Jim Larrick (Panorama Research, Mountain View, California) gave a typically eclectic, wide-ranging and highly enthusiastic talk on ‘Anti-fragility: Big picture issues in pharmaceutical development’. He used the “Black Swan” analogy repeatedly to explain how the enterprise funding and pharma research sectors embodied fragile or anti-fragile thinking – with the observation that it was easier to resist black swans (eg: the unexpected) with a raft of small projects, than to have a few big ones. He also pointed out that the NIH liked big projects – and that a useful alternative name for them was “Not Invented Here”! Right up there with “Not Real Funding” as the alternative name for our National Research Foundation….
Matthew Paul (St. George’s University of London) presented a set of 15 case studies of commercial paths to introducing molecular farming, which was very interesting to us academic types. More interesting was the fact that while innovative and protectable technology and products were important to start-ups, the majority of successful ones had their basis in platform development – and the average time from platform to product identification was about five years. Venture capital firms were considered too greedy for early-stage start-ups, but their involvement later led to stability as their partnering was long term.

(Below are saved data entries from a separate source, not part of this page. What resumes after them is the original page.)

PR #931, opened 2022-07-27
Add error counters and latency measures for long-running tasks

hechaoli:
# Problem

For APIs, we have gRPC stats provided by [opencensus](https://github.com/danielkhan/openconsensus/tree/master/schemas/opencensus). However, no stats/metrics exist for long-running tasks in VPC Service. 

# Fix
This PR adds an error counter and a latency measure for all long-running tasks. With this change, we ensure that for each failed execution, we count the error whereas for each successful execution, we measure its latency. Alerts will be set up based for these two metrics so that we will catch it early when certain tasks keep failing or have an increased execution time.

### DIFF
--- a/vpc/service/action_worker.go
+++ b/vpc/service/action_worker.go
@@ -39,7 +39,8 @@ type actionWorker struct {
 	finishedChanel  string
 	name            string
 	table           string
-	errorCounter    *stats.Int64Measure
+	errorMeasure    *stats.Int64Measure
+	latencyMeasure  *stats.Int64Measure
 
 	maxWorkTime time.Duration
 
@@ -221,6 +222,7 @@ func (actionWorker *actionWorker) worker(ctx context.Context, wq workqueue.RateL
 		 * worker loop (for the most part). We do not want to cause these things failing to cause the entire action
 		 * worker to bail.
 		 */
+		start := time.Now()
 		err = actionWorker.cb(ctx, tx, id)
 		// TODO: Consider updating the table state here
 		if vpcerrors.IsPersistentError(err) {
@@ -230,10 +232,12 @@ func (actionWorker *actionWorker) worker(ctx context.Context, wq workqueue.RateL
 		} else if err != nil {
 			tracehelpers.SetStatus(err, span)
 			logger.G(ctx).WithError(err).Error("Failed to process item")
-			stats.Record(ctx, actionWorker.errorCounter.M(1))
+			stats.Record(ctx, actionWorker.errorMeasure.M(1))
 			wq.AddRateLimited(item)
 			return nil
 		}
+		stats.Record(ctx, actionWorker.latencyMeasure.M(time.Since(start).Milliseconds()))
+
 		err = tx.Commit()
 		if err != nil {
 			err = errors.Wrap(err, "Could not commit database transaction")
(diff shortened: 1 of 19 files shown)


MyUmmaGumma (approved):
Super!

aloktiagi (commented):
changes look good. Trying to understand the motivation, are we looking to get better insights into AWS API call latencies or will these be useful in debugging issues.

Additionally do you see if these can be actionable in some sense? Like open an AWS ticket?

hechaoli:
> changes look good. Trying to understand the motivation, are we looking to get better insights into AWS API call latencies or will these be useful in debugging issues.

Not only AWS API latency but the overall monitoring of long-running tasks is missing. We don't know which ones fail when or how long does each task takes in general. Had we had the monitoring in place, we should have caught the state-size incident earlier before it was manifested as a state-size increase.

> Additionally do you see if these can be actionable in some sense? Like open an AWS ticket?
I will create alerts for long-running task errors and latencies. Debugging will be needed when they are fired. As of the next step action, it could be AWS ticket if it's proven to be AWS issue or fixing bugs in VPC service itself.

aloktiagi:
> Not only AWS API latency but the overall monitoring of long-running tasks is missing. We don't know which ones fail when or how long does each task takes in general. Had we had the monitoring in place, we should have caught the state-size incident earlier before it was manifested as a state-size increase.

I remember most of the tasks setting a context deadline. If a task's time to finish is equal to the context deadline, maybe we wont see an uptick in metrics? Or are you also measuring the number of times we hit the context deadline expiry?

hechaoli:
> I remember most of the tasks setting a context deadline. If a task's time to finish is equal to the context deadline, maybe we wont see an uptick in metrics? Or are you also measuring the number of times we hit the context deadline expiry?

There are 3 cases:
* The task finishes within the deadline. Then each successful execution will record a latency. We'll have an alert on the latency with a reasonable threshold based on historical data. Say, if a task usually takes 100ms to finish but suddenly it takes 1 seconds, then we should debug why.
* The task doesn't finish within the deadline, then an error counter will be increased. If it reaches a threshold, then an alert will be triggered and we should debug why it fails to finish within the deadline.
* The task doesn't time out but also doesn't finish successfully. Again, an error counter will be increased and we should debug why the failure rate increases.

aloktiagi:
> > I remember most of the tasks setting a context deadline. If a task's time to finish is equal to the context deadline, maybe we wont see an uptick in metrics? Or are you also measuring the number of times we hit the context deadline expiry?
> 
> There are 3 cases:
> 
> * The task finishes within the deadline. Then each successful execution will record a latency. We'll have an alert on the latency with a reasonable threshold based on historical data. Say, if a task usually takes 100ms to finish but suddenly it takes 1 seconds, then we should debug why.
> * The task doesn't finish within the deadline, then an error counter will be increased. If it reaches a threshold, then an alert will be triggered and we should debug why it fails to finish within the deadline.
> * The task doesn't time out but also doesn't finish successfully. Again, an error counter will be increased and we should debug why the failure rate increases.

Cool. Determining the threshold based on historical data has been a challenge in the past for me in other areas. But maybe the data might not be too noisy here. We can tune as we move along. I am sure you are planning to document these.

aloktiagi (approved):

hechaoli:
> Cool. Determining the threshold based on historical data has been a challenge in the past for me in other areas. But maybe the data might not be too noisy here. We can tune as we move along. I am sure you are planning to document these.

I'll update the runbook once the change is rolled out.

Another interesting feature was that many of the successful ventures sold “side products”: for example, Ventria sold cytokines and cosmetic formulations, while KBP sold cell culture reagents. Several also licenced out technology platforms, but the revenue was not held to be so good.
There were three main indicators of success:
- Management quality
- A good lead product
- Having a panel of products
A good strategy to stay alive was “maximum income / minimum burn” – and he held up the example of Medicago in this regard. He noted that in the absence of major investment from Big Pharma, Phase 2 trial success was the driver for commercialisation.